Saturday, August 21, 2010
Thomas Shevory, Ithaca College
This blog is intended to be about all things deindustrial. A little background first: I grew up in Jamestown, New York, a factory town in the western part of the state. The year I graduated from high school, it received All-American City designation. By the time I graduated from college, four years later, it was undergoing a nearly complete economic collapse.
Jamestown was not a company town, entirely dependent upon one large employer or industry. Rather, it had a range of smaller firms. Most made furniture, but there were other enterprises as well. American Voting Machine had its headquarters there; Blackstone Corporation made appliances; Art Metal made office furniture; Marlin Rockwell, ball bearings; Crescent Tool, well, tools. So civic death by deindustrialization arrived a little more slowly than in some other places, but it arrived nevertheless.

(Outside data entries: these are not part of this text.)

PR #1042, opened 2018-04-18
Filter logs for AdalEventSource based on log level in default log

jennyf19:
#1039 
Customer did a check w/nuget package and AdalEventSource logging now filters based on log level in default log


fpintos:
Thanks Jenny!

jennyf19:
@fpintos We'll have a release out later today w/the fix. 3.19.4

Issue #1016, opened 2018-03-19
iOS AuthenticationAgentUIViewController not dismissed when authentication task finishes


smstuebe:
Is there a reason, why `callbackMethod` is called before `DismissViewController` in `AuthenticationAgentUIViewController`? e.g.

https://github.com/AzureAD/azure-activedirectory-library-for-dotnet/blob/ec4c95bd7aa0f7ab5d239976943b9776eb5b0fa5/adal/src/Microsoft.IdentityModel.Clients.ActiveDirectory/Platforms/iOS/AuthenticationAgentUIViewController.cs#L155-L156

The Problem  I have is, that I have code like that (which is pretty common in Xamarin Apps) :

```csharp
try
{
    var auth = await _authenticationContext.AcquireTokenAsync(...);
    // do stuff
}
catch (Exception ex)
{
    await _userDialogs.AlertAsync("### error");
}
```

`_userDialogs` is an instance of [Alan Ritchie's UserDialogs ](https://github.com/aritchie/userdialogs) which uses `UIApplication.SharedApplication.GetTopViewController()` to get the top ViewController. And so it happens that **after** `AcquireTokenAsync` returns or throws an exception, the navigation stack is in an undefined state and this results in Errors like these: 

>  Warning: Attempt to present <UIAlertController: 0x104602800> on <AuthenticationAgentUINavigationController: 0x10be47000> whose view is not in the window hierarchy!

In my opinion it should clean up everything, dismiss the VC completely and than return. What do you think?

jennyf19:
@smstuebe Thanks for bringing this to our attention. We'll take a look and get back to you.

henrik-me:
@smstuebe . My general thought on this is that we would not do any cleanup before we are done with all the work we need to do which includes doing the callback. 

It will take time for us to fully validate if this will have any impact on other customer scenarios and we have no current plans on changing this behavior. 

Did you try changing this value to validate if it actually works for you to change the order?

Does the library you mention have overrides or workarounds for this kind of behavior. I'm thinking there might be other controls which behaves similarly. E.g. Can you manually pop the window off the navigation stack?

Also will it be possible for you to be more specific in your exception handling and thus be able to handle this scenario?

jennyf19:
@smstuebe - I did some testing w/Xamarin iOS and there is no reason to not shut down the UI as soon as it is done. I will make the change you suggested.

henrik-me:
[...]

PR #1044, opened 2018-04-19
Changing order of callback and dismissing the view controller

jennyf19:
Addressing issue #1016 
Customer reports issues with navigation stack when authentication is cancelled and we perform the callback first and then `DismissViewController`. It makes sense to shut down the UI first, especially for customers using more complex view controllers

Manually tested:
> Xamarin iOS test app

### DIFF
--- a/src/Microsoft.IdentityModel.Clients.ActiveDirectory/Platforms/iOS/AuthenticationAgentUIViewController.cs
+++ b/src/Microsoft.IdentityModel.Clients.ActiveDirectory/Platforms/iOS/AuthenticationAgentUIViewController.cs
@@ -93,8 +93,8 @@ namespace Microsoft.IdentityModel.Clients.ActiveDirectory.Internal.Platform
                 if (requestUrlString.StartsWith(callback, StringComparison.OrdinalIgnoreCase) || 
                     requestUrlString.StartsWith(BrokerConstants.BrowserExtInstallPrefix, StringComparison.OrdinalIgnoreCase))
                 {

Like most other cities in upstate New York, and along the American side of the Great Lakes, Jamestown still suffers these effects thirty-some years later. My mom has recently been trying to sell the house that I grew up in, a Sears kit house, and therefore of some architectural interest, for $38,000. It isn’t dilapidated. In fact, it’s in pretty good shape. No one looked at it for six months. The realtor recently told her that she should probably drop the price. Other houses in the neighborhood were going for about $15,000. Then she got lucky. Someone offered $29,900.
Much attention has been given to the housing bust in Las Vegas and Miami. But in large parts of the Midwest and Mid-Atlantic, no boom preceded it.

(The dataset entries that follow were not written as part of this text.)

PR #1050, opened 2018-05-11
Henrikm/buildandutestupdates

henrik-me:
minor doc bug fix and adding a few simple scripts to build and restore. also added the beginning of a pre-req validation script. Made an update to the target android version... I believe it's ok, but it may have side effects and should potentially be 26 and not 27 (as that is targeting v.8 which is also updated in this change). Made a few updates to address some of the issues reported by the build of deprecated Xamarin Android forms PageRenderer.


verify.cmd
```diff
@@ -0,0 +1,49 @@
...
+echo Available SDK's:
+echo %ProgramFiles(x86)%\Android\android-sdk\platforms
+echo .
+echo Open SDK Manager:
+echo  %ProgramFiles(x86)%\Android\android-sdk\SdkManager.exe
+echo .
+echo Validating available SDK's ...
+if not exist android-25 echo Please install Android SDK v25 (Open SDK Manager from above location)
+if not exist android-26 echo Please install Android SDK v26 (Open SDK Manager from above location)
+if not exist android-27 echo Please install Android SDK v27 (Open SDK Manager from above location)
```
jennyf19: cool...can we install automatically?

strongname.cmd
```diff
@@ -0,0 +1,21 @@
...
+set bconfig=debug
+if '%1' NEQ '' (set bconfig=%1%)
+
+set gotoFolder=adal\src\Microsoft.IdentityModel.Clients.ActiveDirectory\bin\%bconfig%\net45
+echo config: %gotoFolder%
+pushd %gotoFolder%
+
+sn.exe -Vr Microsoft.IdentityModel.Clients.ActiveDirectory.dll
+sn.exe -Vr Microsoft.Identity.Core.dll
+
```
jennyf19: why are you disabling strongname for just this dll?

jennyf19 (changes requested):
Looks good...builds much faster now.
I pulled your branch and did a build w/Core..it was fine, but I did have errors when building ADAL alone w/msbuild (restore/build), but they are not related to the PR (i think)...no issues w/MSAL alone.
I also deployed the AdalAndroidTestApp successfully to a device...but the XForms.Android app returned a null activity and couldn't load. does it work for you w/the changes?

strongname.cmd
henrik-me: that would enable the tests to run. Ideally it should be enough to have the dll name and the strongname identifier marked. I will continue testing... and perhaps will identify that I need to do more (so far this seems to work on my box).

verify.cmd
henrik-me: Next step will be to kick off the script which will install. For now I'm building out the awareness (and I just added the link to where to install from)

henrik-me:
I will take a new look at XForms app. It's likely that the last changes broke something...

verify.cmd
jennyf19: awesome

strongname.cmd
jennyf19: sounds good.

jennyf19 (approved):

jennyf19:
:shipit: 😸

henrik-me:
Added build scripts for vs dev cmd 2015, vs dev cmd 2017 and std. command-line and also modified various project references and targets. Made a set of additional changes.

A number of years ago, I decided that I would try to track some of the public health and environmental histories and contemporary issues and that exist in this part of the country. It’s been a pretty wide open field, academically speaking. While deindustrialization generated a fair amount of attention at the outset, its longer implications and effects have never really caught fire as a field of study. What’s happening in the world’s growth sectors, or failed states, generates a greater sense of immediacy, and perhaps understandably so.

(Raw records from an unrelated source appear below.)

PR #1057, opened 2018-05-18
Jennyf/update app

jennyf19:
Update to XForms iOS and Android Apps in MSAL to handle new Webview options. 
>Developer can do the following:
>1. System browser only
>2. Embedded Webview only
>3. Helper method, then launch either system browser, embedded webview, or custom error message

These options are [commented](https://github.com/AzureAD/azure-activedirectory-library-for-dotnet/compare/jennyf/updateApp?expand=1#diff-900ecb39a395f0a397c3d0abef33ffbcR52) out in the respective apps

**Tested with:**
* Android phone w/& w/out Chrome installed on device
* iOS simulator

### DIFF
--- a/msal/src/Microsoft.Identity.Client/UIParent.cs
+++ b/msal/src/Microsoft.Identity.Client/UIParent.cs
@@ -50,9 +50,8 @@ namespace Microsoft.Identity.Client
         }
 
 #if iOS
-        public UIParent(bool useEmbeddedWebview)
+        public UIParent(bool useEmbeddedWebview) : this()
         {
-            CoreUIParent = new CoreUIParent();
             CoreUIParent.UseEmbeddedWebview = useEmbeddedWebview;
         }
 #endif
@@ -73,7 +72,7 @@ namespace Microsoft.Identity.Client
             CoreUIParent = new CoreUIParent(Activity);
         }
 
-        public UIParent(Activity activity, bool useEmbeddedWebview) :this(activity)
+        public UIParent(Activity activity, bool useEmbeddedWebview) : this(activity)
         {
             CoreUIParent.UseEmbeddedWebview = useEmbeddedWebview;
         }
--- a/msal/src/Microsoft.Identity.Client/UIParent.cs
+++ b/msal/src/Microsoft.Identity.Client/UIParent.cs
@@ -52,6 +52,7 @@ namespace Microsoft.Identity.Client
 #if iOS
         public UIParent(bool useEmbeddedWebview)
         {
+            CoreUIParent = new CoreUIParent();
             CoreUIParent.UseEmbeddedWebview = useEmbeddedWebview;
         }
 #endif
--- a/msal/tests/dev apps/XForms/XForms.Android/MainActivity.cs
+++ b/msal/tests/dev apps/XForms/XForms.Android/MainActivity.cs
@@ -49,7 +49,7 @@ namespace XForms.Droid
 
             App.UIParent = new UIParent(Xamarin.Forms.Forms.Context as Activity);
 
-            #region Web browsers for MSAL.NET and Android
+            #region Web browsers for MSAL.NET Android
             // To activate embedded webview, remove '//' below
             //App.UIParent = new UIParent(Xamarin.Forms.Forms.Context as Activity, true);
 
--- a/msal/tests/dev apps/XForms/XForms.Android/MainActivity.cs
+++ b/msal/tests/dev apps/XForms/XForms.Android/MainActivity.cs
@@ -61,11 +61,13 @@ namespace XForms.Droid
             /*bool useEmbeddedWebview = UIParent.IsSystemWebviewAvailable();
             if (useEmbeddedWebview)
             {
-                App.UIParent = new UIParent(Xamarin.Forms.Forms.Context as Activity, true);
+                // Chrome present on device, use system browser
+                App.UIParent = new UIParent(Xamarin.Forms.Forms.Context as Activity);
             }
             else
             {
-                App.UIParent = new UIParent(Xamarin.Forms.Forms.Context as Activity);
+                // Chrome not present on device, use embedded webview
+                App.UIParent = new UIParent(Xamarin.Forms.Forms.Context as Activity, true);
             }*/
             #endregion
         }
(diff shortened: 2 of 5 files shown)


msal/tests/dev apps/XForms/XForms.Android/XForms.Android.csproj
```diff
@@ -28,7 +28,7 @@
     <DebugType>full</DebugType>
     <Optimize>false</Optimize>
     <OutputPath>bin\Debug\</OutputPath>
-    <DefineConstants>TRACE;DEBUG</DefineConstants>
+    <DefineConstants>TRACE;DEBUG;ANDROID</DefineConstants>
```
henrik-me: ><DefineConstants>TRACE;DEBUG;ANDROID</DefineConstants> [](start = 4, length = 54)

move the definition of ANDROID the PropertyGroup above as that will ensure all configurations has it set.

henrik-me: same for iOS

---
In reply to: [189373909](https://github.com/AzureAD/azure-activedirectory-library-for-dotnet/pull/1057#discussion_r189373909) [](ancestors = 189373909)

msal/src/Microsoft.Identity.Client/UIParent.cs
```diff
@@ -52,6 +52,7 @@ public UIParent()
 #if iOS
         public UIParent(bool useEmbeddedWebview)
         {
+            CoreUIParent = new CoreUIParent();
```
henrik-me: >CoreUIParent = new CoreUIParent(); [](start = 12, length = 34)

call this after the constructor as that will do what the default constructor does

henrik-me:
Approving. Pls. see comments

msal/tests/dev apps/XForms/XForms.Android/XForms.Android.csproj
jennyf19: I was having issues getting the individual apps to pick up the ifdefs in UIParent, and found this as a solution...but now, i tried without and they work fine, so am going to remove this.

---
In reply to: [189373909](https://github.com/AzureAD/azure-activedirectory-library-for-dotnet/pull/1057#discussion_r189373909) [](ancestors = 189373909)

msal/src/Microsoft.Identity.Client/UIParent.cs
jennyf19: done. thanks.

---
In reply to: [189374400](https://github.com/AzureAD/azure-activedirectory-library-for-dotnet/pull/1057#discussion_r189374400) [](ancestors = 189374400)

msal/tests/dev apps/XForms/XForms.Android/MainActivity.cs
```diff
@@ -50,7 +46,34 @@ protected override void OnCreate(Bundle bundle)
 
             global::Xamarin.Forms.Forms.Init(this, bundle);
             LoadApplication(new App());
+
             App.UIParent = new UIParent(Xamarin.Forms.Forms.Context as Activity);
```
jmprieur: @jennyf19 @henrik-me 
I'm confused about what we are trying to explain in this section, and why the code does not use the help function (I'm assuming this is IsSystemWebviewAvailable() from the beginning?

jennyf19: This section describes the three ways developers can use the webview:
1. Use only system browser (this is default and is what we currently use)
2. Use only embedded Webview (noted in line 56)
3. Use helper method, noted in line 65-75

I left system browser as the default. Let me know if this is not clear or there is a different way of explaining this.

jmprieur: thanks for the explanation, @jennyf19 .
A lot of decisions are still left to the developer. If we get back to *why* you did this work, I believe that this is because there are devices where a demanded system web browser (Chrome tabs) is not available? So I wonder if the library itself should not use option 3 by itself - which, I agree is a change, but probably not in the cases where this works today?, and then let the developers override this choice? Or am I missing something?

jennyf19: @jmprieur - definitely don't want to add more complexity or work for the developers, but I don't think the library should decide for them to switch to embedded Webview, as this lowers the security bar, so the developer should be aware and want this functionality.
If the developer uses the helper method as I did in the sample, the user experience is seamless...embedded Webview will launch from the start. Let's discuss further.

henrik-me:
>     public sealed class UIParent

IMO: We should expose UseEmbeddedWebView as a property for the developer to flip. Perhaps even out to the AquireToken or PublicClient object....

---
Refers to: msal/src/Microsoft.Identity.Client/UIParent.cs:40 in 1babb49. [](commit_id = 1babb49734f38b6a4182a106952add0ac451f886, deletion_comment = False)

msal/tests/dev apps/XForms/XForms.Android/MainActivity.cs
henrik-me: Current default should be embedded webview imo as that is parity with ADAL, also the use of system browser may fail on devices where this is not setup/installed correctly. IMO we should ensure that the user on the devices still will be able to use the product or are properly notified on what they need to do to solve the problem (we can show a dialog or we can fall back to using the embedded webview in those cases). We can log and send telemetry that we did this (also we can have an option for developers to not allow this behavior.

jennyf19: @henrik-me System browser is more secure...Auth in embedded webview is not allowed for Google, so seems like we'd want MSAL to use the more secure model. 
The idea of the helper is that the developer can decide how the experience will be handled. Let's discuss this further next week w/ @jmprieur

jennyf19:
@henrik-me I was aiming to not change the api surface...am up to discussing this further.

msal/tests/dev apps/XForms/XForms.Android/MainActivity.cs
henrik-me: Security and whether the component is there or not... Customers will still have an issue thus the idea could be to show the user information about the missing components or allow the app developers to show the right message. Anyway, this should be aligned across libraries. 
Also can be different for Android vs. iOS as iOS always has a system browser. On iOS there is currently a debate on moving to SFAuthenticanSession. Is this planned?

jennyf19: @henrik-me Moving to SFAuthenticationSession is currently not planned...I can add a task for it. I agree about having similar experiences across libraries.

henrik-me:
IMO we should discuss and also it should be aligned across libraries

Yet the political, economic, and environmental trends that affect deindustrial America are inseparable from other global systems. And deindustrial America isn’t a static place, but embedded in an array of changing landscapes. Deindustrial spaces are a mirror against which the rise of China and India, for example, can be reflected. Such places, in turn, have their own deindustrial spaces. (See Wang Bin's epic film on China’s deindustrialization: West of the Tracks.)
The New York Times recently carried an article about the restoration of old neighborhoods in Syracuse, and the beginnings of what might be a small reversal in long-running negative demographic trends. And President Obama has been on a tour of deindustrial America: wind turbine factories in Ohio, automobile plants in Detroit. He contends that the green economy can resurrect it. Whether or not that’s true, it seems like a propitious moment to reconsider the evolving ecologies of deindustrialization in the U.S. and beyond.